What the task requires
Please restate exactly the lines of the data below, beginning with the line containing "- New public" and ending with the last line.

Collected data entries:
- Opening Delimiter -

PR #5757, opened 2026-04-30
fix(desktop): correct PyInstaller dependency bundling + frozen-sidecar data_path

### LINKED ISSUE #5686: jac-client desktop: `byllm not bundled` in frozen sidecar → client crashes with `TypeError: t.append is not a function`
# `byllm not bundled` in frozen sidecar → client crashes with `TypeError: t.append is not a function`

## Summary

Desktop builds on `main` (e.g. the `jac-client/examples/all-in-one` example) ship a PyInstaller-frozen sidecar that does **not** include `byllm`. The frozen sidecar's plugin registration logs `byllm not bundled` and continues, but the jac-client web runtime then crashes in the webview with `TypeError: t.append is not a function`, surfaced through `ErrorBoundary`.

Two coupled defects:

1. **Packaging regression** — the PyInstaller spec used by the desktop target on `main` is not collecting `byllm` into the frozen sidecar.
2. **Client defensive-coding gap** — when a registered plugin is absent, the jac-client web runtime calls `.append(...)` on an undefined/wrong-shape payload instead of no-op'ing. The crash takes down the whole webview via `ErrorBoundary`.

Fixing (1) eliminates the symptom for all supported builds; (2) should still be fixed as defense in depth so lightweight/OSS-only variants without `byllm` don't crash.

## Environment

- Repro project: `jac-client/jac_client/examples/all-in-one` ([jac.toml](jac-client/jac_client/examples/all-in-one/jac.toml))
- OS: Windows (WebView2 / Tauri)
- Branch: `main`
- Not reproducible on `wip/pyinstaller-jac-hook` (PR #5670, "PyInstaller hook for .jac auto-discovery") — that hook happens to collect `byllm` correctly, which masks defect (1). Defect (2) remains latent regardless.

## Logs

Sidecar (stderr):

```
[sidecar] Registered client plugin
[sidecar] byllm not bundled: No module named 'byllm'
  File "D:\all-in-one-new\binaries\jac-sidecar\_internal\jac_client\plugin\src\targets\desktop\sidecar\main.py", line 83, in _register_frozen_plugins
    mod = importlib.import_module(module_path)
  File "importlib\__init__.py", line 90, in import_module
  ...
ModuleNotFoundError: No module named 'byllm'
INFO - Admin portal endpoints registered at /admin
INFO - LLM telemetry: litellm not available, skipping litellm callback
INFO - LLM telemetry: byllm not available, skipping agent callback
INFO - LLM telemetry endpoints registered at /admin/llm/telemetry/{summary,traces,...}

  JAC DEV SERVER v0.13.3
  >  Local:   http://localhost:58276/
  🚀 Server ready
```

Client (webview, relayed to server via `POST /cl/__error__`):

```
ERROR - [Client] t.append is not a function
  Stack: TypeError: t.append is not a function
    at h  (http://tauri.localhost/client.Bg7Nmad7.js:98:53578)
    at DN (http://tauri.localhost/client.Bg7Nmad7.js:208:48881)
    at Uc (http://tauri.localhost/client.Bg7Nmad7.js:30:17258)
    at $v (http://tauri.localhost/client.Bg7Nmad7.js:32:44471)
    at hv (http://tauri.localhost/client.Bg7Nmad7.js:32:40095)
    at oE (http://tauri.localhost/client.Bg7Nmad7.js:32:40023)
    at Zl (http://tauri.localhost/client.Bg7Nmad7.js:32:39876)
    at fv (http://tauri.localhost/client.Bg7Nmad7.js:32:34903)
    at M  (http://tauri.localhost/client.Bg7Nmad7.js:17:1601)
    at MessagePort.re (http://tauri.localhost/client.Bg7Nmad7.js:17:1971)
  URL: http://tauri.localhost/
  Source: ErrorBoundary
```

A second variant surfaces via `window.onerror` with the same `h`/`t.append` frame, stack through `yC` → fiber commit.

## Root cause

[jac-client/jac_client/plugin/src/targets/desktop/sidecar/main.py:68-98](jac-client/jac_client/plugin/src/targets/desktop/sidecar/main.py#L68-L98) explicitly tries to register three plugins from frozen app:

```python
plugins = [
    ("jac_scale.plugin",        "JacCmd",    "scale"),
    ("jac_client.plugin.client","JacClient", "client"),
    ("byllm.plugin",            "JacRuntime","byllm"),
]
```

On `main`, the PyInstaller spec for the desktop sidecar does not collect `byllm` submodules/data into the frozen app. `importlib.import_module("byllm.plugin")` raises `ModuleNotFoundError`, `_register_frozen_plugins` logs and continues. The sidecar boots without byllm's `JacRuntime`.

The jac-client web runtime then initializes against a sidecar missing the byllm plugin shape. A message received over the `MessagePort` between webview and sidecar triggers a state update; during commit the client does `t.append(...)` on a payload that is `undefined` (or the wrong container because byllm's stub never registered). This is the `TypeError`.

Stack signature confirms:

- `MessagePort.re` — IPC receive handler between webview and sidecar.
- `M` — runtime dispatcher.
- `fv`/`Zl`/`oE`/`hv`/`$v`/`Uc`/`ud` — React/Preact fiber commit flow.
- `DN`/`yC`/`h` — user-component/runtime frame where `.append` is called.

`.append` in JS exists on `FormData`, `URLSearchParams`, `Headers`, and DOM `Element`. Any of these is plausible as the expected type; the actual value is `undefined`/plain-object from the missing plugin payload.

## Reproduction

1. Check out `main`.
2. Build and run `jac-client/jac_client/examples/all-in-one` as a Windows desktop (PyInstaller sidecar).
3. Launch the packaged `.exe`.
4. Sidecar stderr shows `[sidecar] byllm not bundled`. Webview shows `TypeError: t.append is not a function` in `ErrorBoundary`. Both also forwarded to `/cl/__error__`.

Negative control: on `wip/pyinstaller-jac-hook` (PR #5670) the same build has byllm bundled, sidecar logs `[sidecar] Registered byllm plugin`, client does not crash.

## Proposed fix

1. **Primary — packaging:** Ensure the desktop PyInstaller spec on `main` collects `byllm` (submodules + `.jac` data files). PR #5670 ("PyInstaller hook for .jac auto-discovery") achieves this as a side effect and is the lowest-risk fix; either merge that or add an explicit `collect_all('byllm')` / `collect_submodules('byllm')` + data-file collection to the desktop spec.
2. **Secondary — client defense in depth:** Guard the `t.append(...)` site in the jac-client web runtime so a missing plugin payload is a soft no-op rather than an `ErrorBoundary` crash. The Jac source that lowers into the `h(...)` frame at `client.Bg7Nmad7.js:98:53578` should check that its target is defined and of the expected shape (`FormData`/`URLSearchParams`/`Headers`/`Element`) before calling `.append`.

Defect (2) should be fixed even after (1) lands, so lightweight builds that legitimately ship without `byllm` don't crash the webview.

## Related

- PR #5670 — PyInstaller hook for `.jac` auto-discovery (unblocks this as a side effect).
- #5467 — multi-mode sidecar with frozen plugin registration (introduced the explicit-registration path that exposes this).
- #5493 / #5494 — earlier sidecar/desktop build fixes in the same area.

kugesan1105:
## The problem

If you `jac build --client desktop` and install the resulting `.deb` system-wide, the app opens, you see the static landing page, then it gets stuck on "Connecting to server…". The DevTools console shows a `TypeError` or `SyntaxError` because the webview never got a real API URL to call.

Two unrelated things go wrong in the sidecar's startup chain, and either one is enough to break the app:

**1. Some PyPI dependencies silently don't make it into the bundle.**

jac-client's PyInstaller spec converts a package's distribution name to its import name using `dep_name.replace('-', '_')`. That works for `jac-scale` → `jac_scale`, but breaks the moment a PyPI package's wheel name doesn't match its top-level Python module (a normal Python convention). When the spec asks PyInstaller to bundle a name that doesn't exist as a module, PyInstaller quietly finds nothing and skips it. The package never ships. The sidecar tries to `import` it at runtime, fails, logs `not bundled`, and any plugin that depended on it doesn't register.

Plus, `collect_submodules` (which the spec used) only finds `.py` files. Any `.jac` source files shipped inside a Python package were dropped on the floor regardless.

**2. jac-scale's identity store tries to write into a read-only system path.**

`JacScaleUserManager.postinit` hard-codes `base_path/.jac/data` for the SQLite store and calls `os.makedirs(...)`. For a system-installed `.deb`, `base_path` is `/usr/lib/<app>/jac/`, which the user has no write permission to. `os.makedirs` raises `PermissionError`. That happens inside the server class constructor, so the server never binds a port. Tauri waits for `JAC_SIDECAR_PORT=` on stdout, times out, and the webview ends up with no backend URL.

End result: app opens, page loads, but nothing actually works because the API died on boot.

## What I looked at

**For the bundling miss**, four options:

- Hard-code a translation table per offender. Scales poorly; every new package that breaks the heuristic needs a code change.
- Force users to declare module names in `jac.toml` themselves. Boilerplate, and the info is already on disk.
- Read `top_level.txt` from the installed wheel's metadata via `importlib.metadata`. This is the canonical PyPA lookup. Every wheel ships it.
- Rely on PR #5670's PyInstaller hook to follow real imports. Complementary; it helps PyInstaller see `.jac` files, but doesn't fix the distname-vs-modname confusion in jac-client's `[dependencies]` plumbing.

**For the read-only crash**, three options:

- Hardcode a user-dir path. Breaks dev/source-tree runs where the current behavior is correct.
- Honor `JAC_DATA_PATH` env var. The sidecar entry point already sets this to the platform-appropriate user data dir; UserManager was just ignoring it.
- Move the `makedirs` to lazy-init. Same crash, just deferred.

## What I picked, and why

**Bundling:** use `importlib.metadata.distribution(name).read_text('top_level.txt')`. It's the canonical answer, zero maintenance, and `top_level.txt` is universally shipped. The old dash-to-underscore heuristic is kept only as a fallback for cases where metadata is genuinely missing (rare). Also added `collect_data_files(name)` so `.jac` source files inside Python packages ship alongside `.py`.

**Data path:** make `JacScaleUserManager` read `JAC_DATA_PATH` from env before falling back to `self.base_path`. One line. The sidecar already sets this env var; UserManager just needs to look. Dev runs are unaffected (they don't set the var).

## How it works in code

`jac-client/.../desktop_target.impl.jac` (+29 / −7): added the `importlib.metadata` import, added `_resolve_top_level(dist_name)` helper, and switched the loop body to iterate resolved names + collect both submodules and data files.

`jac-scale/.../user_manager.impl.jac` (+6 / −1): one-line change in the SQLite branch of `postinit`:

```python
base_for_data = os.environ.get('JAC_DATA_PATH', self.base_path);
data_dir = os.path.join(base_for_data, '.jac', 'data');
```

## How I verified

- Built the `.deb` in CI, installed it on WSL2 Ubuntu via `sudo dpkg -i`.
- Launched the app: sidecar logs print `JAC_SIDECAR_PORT=<port>` followed by `🚀 Server ready`.
- Webview connects to the injected URL; clicked through tools in the in-app MCP playground; the `validate_jac` tool round-trips through the built-in jac-mcp server and renders results.
- Inspected the bundle: packages that were previously missing now show up under `_internal/<modname>/`, with their `.jac` files alongside the `.py` ones.

## Not fixed by this PR (separate follow-ups)

- `JacMetaImporter` loses `__file__` for some namespace-package descendants at frozen runtime. Manifests as `ImportError ... (unknown location)` for one plugin. Non-blocking (the registration loop catches it and the app boots), but worth a separate fix. Closer to PR #5670's domain.
- A downstream desktop app's launcher code assumes a system Python on PATH (returns None in frozen sidecars). Belongs in the downstream app's repo, not here.

## Related

Issue #5686 (`byllm not bundled` in frozen sidecar). The byllm-specific symptom there is a special case of the distname-vs-modname class fixed in this PR.


kugesan1105:
Follow up PR @musab-mah-7 
- Integration test for Desktop App building

PR #5759, opened 2026-04-30
fix(jac-client): correct assert string and docstring placement in `test_desktop_build.jac`

akindu-k:
## What changed

Fixed two issues in [jac-client/jac_client/tests/test_desktop_build.jac](jac-client/jac_client/tests/test_desktop_build.jac):

1. **Wrong assert string** in `client_only requires base_url` — the test was checking for a substring that never existed in the implementation.
2. **Misplaced docstrings** — docstrings were placed inside test bodies instead of immediately before the `test` keyword, causing the file to fail compilation. Because the file never compiled, none of its tests ever ran.

### Misplaced docstrings (compile failure)

Jac requires docstrings to be placed *before* the `test` block, not inside it. All five tests in the file had their docstrings as the first statement inside the body:

```jac
# before (invalid — docstring inside body)
test "client_only config is supported" {
    """Verify DesktopConfig supports client_only field."""
    ...
}
```

```jac
# after (valid — docstring before test keyword)
"""Verify DesktopConfig supports client_only field."""
test "client_only config is supported" {
    ...
}
```

Because the file failed to compile, CI silently skipped all tests in it.

### Wrong assert string (logical failure)

The `client_only requires base_url` test asserted:

```jac
assert "client_only = true requires" in content, ...
```

But the actual error message emitted by `desktop_target.impl.jac` (introduced in PR #5494) is:

```
"client_only mode requires [plugins.client.api] base_url in jac.toml. "
```

The substring `"client_only = true requires"` has never existed. The fix updates the assertion to match the real message:

```diff
- assert "client_only = true requires" in content,
+ assert "client_only mode requires" in content,
      "client_only mode should validate base_url is set";
```

## Why it wasn't caught on main

The `test-client` CI job ran `pytest -x jac-client -n auto`. The `-x` flag stops at the first failure, and with parallel workers (`-n auto`) distribution is non-deterministic. An earlier failure on another test consistently caused xdist to shut down before this file was reached, masking the compile error on every main CI run.

It was first surfaced by PR #5757, which removed `-x` from the `test-client` job so the full suite runs to completion.

## Files changed

- [jac-client/jac_client/tests/test_desktop_build.jac](jac-client/jac_client/tests/test_desktop_build.jac) — move docstrings before `test` blocks; fix assert substring
- [docs/docs/community/release_notes/unreleased/jac-client/5759.bugfix.md](docs/docs/community/release_notes/unreleased/jac-client/5759.bugfix.md) — release note


kugesan1105:
@musab-mah-7 do we really need this test file : jaseci/jac-client/jac_client/tests/test_desktop_build.jac
Shall we remove this ?

-----------------------------------


image

PR #5765, opened 2026-04-30
refactor(jac-native/rc): factor helpers, gate debug machinery, replace id()-based ownership (alt for #5736)

marsninja:
## Summary

Architectural cleanup on top of #5736 (mgtm98's RC-GC fixes). Same branch name (`jac-native_RC-GC_fixes`) but on marsninja's fork, with these refactors stacked on top. All five tests in `test_native_gc.jac` continue to pass at every step. Diff vs the base of #5736: +509 / -432 across 17 files.

### Changes

- **`_emit_set_type_tag(b, ptr, name)` helper** — replaces 8+ inline tag-stamp blocks across `builtins/objects/tuples/types/refcount/container_helpers`.
- **`_rc_call_with_ctx(fn, args, op, loc)`** — collapses ~12 `_set_rc_ctx` + call + `_clear_rc_ctx` triplets into one call.
- **`_emit_loop_iter_cleanup` now wired into all 5 `_codegen_for` variants** (range, dict-items, dict, string, list) so for-loops match while-loops.
- **`HDR_*`, `LIVE_NODE_*`, `HDR_MAGIC` named constants** in `na_ir_gen_pass.jac` replace the magic offsets (`-32/-24/-16/-8` and `+0/+8/+16/+24/+32`) scattered across `refcount.impl.jac` and `gc_debug.impl.jac`.
- **`_emit_magic_check(b, ptr)` helper** — de-duplicates the inline magic-check sequence in `__rc_retain` and `__rc_release_simple`.
- **Phase R2: `_rc_debug_codegen` flag** (read from `JAC_RC_DEBUG_CODEGEN` env var, default off) gates `_emit_live_node_insert`, `_emit_live_list_remove`, `_emit_rc_live_dump`, and the live-list walk in `__rc_set_type`. Production binaries no longer pay `malloc(LIVE_NODE_SIZE)` per Jac allocation — observable as nogc RSS dropping ~50% in `retain_release` / `chess` fixtures.
- **`rc_owned_ids: set[int]` replaced with `is_owned` attribute on `ir.Value`**, propagated through `_coerce_type` via a thin wrapper around `_coerce_type_inner`. Eliminates the `_pre_coerce_owned` workarounds and the fragility of Python `id()` reuse.

### Observed RSS impact (Phase R2)

| Test | nogc RSS before | nogc RSS after | Recovered |
|---|---|---|---|
| perf_alloc_storm | 11264 KB | 7168 KB | 4 MB |
| perf_retain_release | 109568 KB | 63488 KB | 46 MB |
| perf_deep_call_chain | 110592 KB | 63488 KB | 47 MB |
| chess | 498688 KB | 346112 KB | 152 MB |

That overhead was being paid unconditionally on every binary; now only emitted when `JAC_RC_DEBUG_CODEGEN=1` is set at compile time.

## Test plan

- [x] `jac test jac/tests/compiler/passes/native/test_native_gc.jac` — 5/5 pass after each individual change
- [x] Pre-commit `jac-format` passes


marsninja:
Re-targeting: pushing commit directly to mgtm98:jac-native_RC-GC_fixes so it lands in #5736.

mgtm98:
Nice change, It was on my list too :)

PR #5766, opened 2026-04-30
refactor(auth): address review feedback on user profile endpoint

kashmithnisakya:
## Description

Addresses review feedback on #5708. Bundles bug fixes, refactors, and one new endpoint, plus a hardening pass and a CI regression fix.

## Changes

**Bug fixes**
- Reserve `sso` as a server-managed profile key. A dev who registered with `profile = {"sso": ...}` would crash later SSO logins and lock the user out.
- `jacSignup` now surfaces JSON parse errors instead of silently returning `{success: True}` on a malformed 200 body.
- SSO callback defensively coerces `profile.sso` to `{}` when it isn't a dict, protecting legacy users from before the reserved-key check.

**Refactors**
- Profile validation moves to a Pydantic `AfterValidator` so invalid input returns 422 automatically; drops the hand-rolled try/except in `register_handler`.
- `/user/me`, `/user/password`, and the API key endpoints reuse `authenticate_or_fail`, removing duplicated bearer-token + 401 boilerplate.
- `GET /user/me` returns a typed `MeResponse` (with `exclude_none=True` preserving the original wire shape) for a stable OpenAPI schema.
- New public `JacScaleUserManager.update_profile(...)` so the PATCH handler doesn't reach into private storage.

**New endpoint**
- `PATCH /user/me` — partial profile update. Reuses `validate_profile` (reserved keys still rejected) and shallow-merges into the existing profile so `profile.sso.*` survives.


kugesan1105:
hey @kashmithnisakya  all good but its better to do these in this pr
1. if there are test for new public PATCH /user/me + changed GET response shape 
2. adding a `Feature` release fragment: for the  PATCH /user/me is a new endpoint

- Closing Delimiter -

Output of the exercise
- New public `JacScaleUserManager.update_profile(...)` so the PATCH handler doesn't reach into private storage.

**New endpoint**
- `PATCH /user/me` — partial profile update. Reuses `validate_profile` (reserved keys still rejected) and shallow-merges into the existing profile so `profile.sso.*` survives.


kugesan1105:
hey @kashmithnisakya  all good but its better to do these in this pr
1. if there are test for new public PATCH /user/me + changed GET response shape 
2. adding a `Feature` release fragment: for the  PATCH /user/me is a new endpoint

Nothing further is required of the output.